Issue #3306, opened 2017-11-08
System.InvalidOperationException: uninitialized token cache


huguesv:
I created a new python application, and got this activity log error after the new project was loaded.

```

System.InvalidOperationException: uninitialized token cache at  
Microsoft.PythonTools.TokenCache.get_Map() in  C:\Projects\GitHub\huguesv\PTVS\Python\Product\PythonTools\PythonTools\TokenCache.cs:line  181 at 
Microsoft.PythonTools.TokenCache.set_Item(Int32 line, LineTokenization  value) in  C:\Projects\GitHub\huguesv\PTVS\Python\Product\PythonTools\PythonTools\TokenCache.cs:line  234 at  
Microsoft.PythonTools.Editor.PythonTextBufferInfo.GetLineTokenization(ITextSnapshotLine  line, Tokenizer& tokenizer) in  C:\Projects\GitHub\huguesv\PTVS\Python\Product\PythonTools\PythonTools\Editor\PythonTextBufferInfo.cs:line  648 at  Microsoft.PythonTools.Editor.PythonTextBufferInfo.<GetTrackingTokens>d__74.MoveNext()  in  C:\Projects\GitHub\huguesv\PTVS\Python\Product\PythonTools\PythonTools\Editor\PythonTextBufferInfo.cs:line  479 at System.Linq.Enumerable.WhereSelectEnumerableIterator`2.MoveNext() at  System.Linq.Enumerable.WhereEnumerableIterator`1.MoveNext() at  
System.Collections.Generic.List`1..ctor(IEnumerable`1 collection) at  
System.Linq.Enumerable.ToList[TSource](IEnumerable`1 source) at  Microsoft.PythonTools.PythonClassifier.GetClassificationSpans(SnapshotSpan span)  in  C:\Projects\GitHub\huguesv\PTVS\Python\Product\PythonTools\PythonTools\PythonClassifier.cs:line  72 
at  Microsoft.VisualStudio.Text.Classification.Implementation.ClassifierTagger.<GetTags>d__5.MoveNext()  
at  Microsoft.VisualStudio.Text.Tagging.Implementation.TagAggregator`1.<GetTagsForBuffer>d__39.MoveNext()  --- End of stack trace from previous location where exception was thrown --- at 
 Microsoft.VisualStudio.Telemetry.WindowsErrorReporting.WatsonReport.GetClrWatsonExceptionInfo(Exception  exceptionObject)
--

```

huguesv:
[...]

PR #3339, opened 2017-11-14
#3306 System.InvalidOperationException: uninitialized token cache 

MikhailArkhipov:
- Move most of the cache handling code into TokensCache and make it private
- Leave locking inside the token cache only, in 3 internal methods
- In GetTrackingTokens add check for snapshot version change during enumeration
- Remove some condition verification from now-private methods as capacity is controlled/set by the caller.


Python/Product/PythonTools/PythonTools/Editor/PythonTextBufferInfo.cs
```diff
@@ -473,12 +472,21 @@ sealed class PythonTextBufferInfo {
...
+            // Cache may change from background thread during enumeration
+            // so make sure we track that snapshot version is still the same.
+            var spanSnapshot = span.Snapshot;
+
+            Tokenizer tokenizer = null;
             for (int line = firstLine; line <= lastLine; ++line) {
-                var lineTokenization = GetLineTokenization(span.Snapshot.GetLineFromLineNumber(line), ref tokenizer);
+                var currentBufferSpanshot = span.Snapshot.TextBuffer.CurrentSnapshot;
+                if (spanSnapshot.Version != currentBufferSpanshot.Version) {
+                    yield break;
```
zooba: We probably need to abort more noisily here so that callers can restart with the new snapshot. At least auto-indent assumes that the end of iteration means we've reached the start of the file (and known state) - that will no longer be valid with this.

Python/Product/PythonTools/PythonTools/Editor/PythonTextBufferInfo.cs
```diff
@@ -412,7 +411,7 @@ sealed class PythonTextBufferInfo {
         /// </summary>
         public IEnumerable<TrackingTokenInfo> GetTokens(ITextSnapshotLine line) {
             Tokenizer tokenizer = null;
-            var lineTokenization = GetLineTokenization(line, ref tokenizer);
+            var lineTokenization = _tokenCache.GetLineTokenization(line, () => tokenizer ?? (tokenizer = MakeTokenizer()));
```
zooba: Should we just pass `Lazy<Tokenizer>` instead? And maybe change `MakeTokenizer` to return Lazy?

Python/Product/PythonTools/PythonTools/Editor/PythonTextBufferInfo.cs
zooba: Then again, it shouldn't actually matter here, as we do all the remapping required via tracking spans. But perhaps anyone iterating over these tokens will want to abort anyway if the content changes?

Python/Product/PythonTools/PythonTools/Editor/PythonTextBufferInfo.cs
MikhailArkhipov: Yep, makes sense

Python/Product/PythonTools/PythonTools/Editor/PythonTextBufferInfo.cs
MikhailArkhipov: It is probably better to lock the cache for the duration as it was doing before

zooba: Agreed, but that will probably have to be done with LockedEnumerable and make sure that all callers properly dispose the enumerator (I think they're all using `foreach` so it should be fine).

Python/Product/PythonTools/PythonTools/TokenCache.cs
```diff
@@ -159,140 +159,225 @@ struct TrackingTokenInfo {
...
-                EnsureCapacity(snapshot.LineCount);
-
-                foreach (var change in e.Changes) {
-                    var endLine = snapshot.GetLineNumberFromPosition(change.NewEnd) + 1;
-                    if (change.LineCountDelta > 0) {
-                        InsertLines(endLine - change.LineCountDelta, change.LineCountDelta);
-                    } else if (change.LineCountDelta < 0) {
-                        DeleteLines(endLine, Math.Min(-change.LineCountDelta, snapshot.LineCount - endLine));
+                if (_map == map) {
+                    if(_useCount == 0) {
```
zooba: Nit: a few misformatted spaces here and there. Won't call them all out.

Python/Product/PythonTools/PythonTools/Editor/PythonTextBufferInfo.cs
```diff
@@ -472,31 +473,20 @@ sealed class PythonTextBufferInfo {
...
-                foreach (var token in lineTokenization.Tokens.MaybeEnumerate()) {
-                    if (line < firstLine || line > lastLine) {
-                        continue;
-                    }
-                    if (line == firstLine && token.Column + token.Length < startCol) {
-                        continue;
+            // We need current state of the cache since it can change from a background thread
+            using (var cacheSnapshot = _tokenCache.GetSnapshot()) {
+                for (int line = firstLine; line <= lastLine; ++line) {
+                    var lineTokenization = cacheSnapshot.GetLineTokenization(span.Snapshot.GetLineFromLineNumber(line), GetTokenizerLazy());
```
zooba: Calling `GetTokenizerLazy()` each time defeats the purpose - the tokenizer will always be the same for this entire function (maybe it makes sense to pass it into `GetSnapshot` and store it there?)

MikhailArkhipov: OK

===

Please copy every line of the data that carries the string "enumeration".

Task output:
- In GetTrackingTokens add check for snapshot version change during enumeration
+            // Cache may change from background thread during enumeration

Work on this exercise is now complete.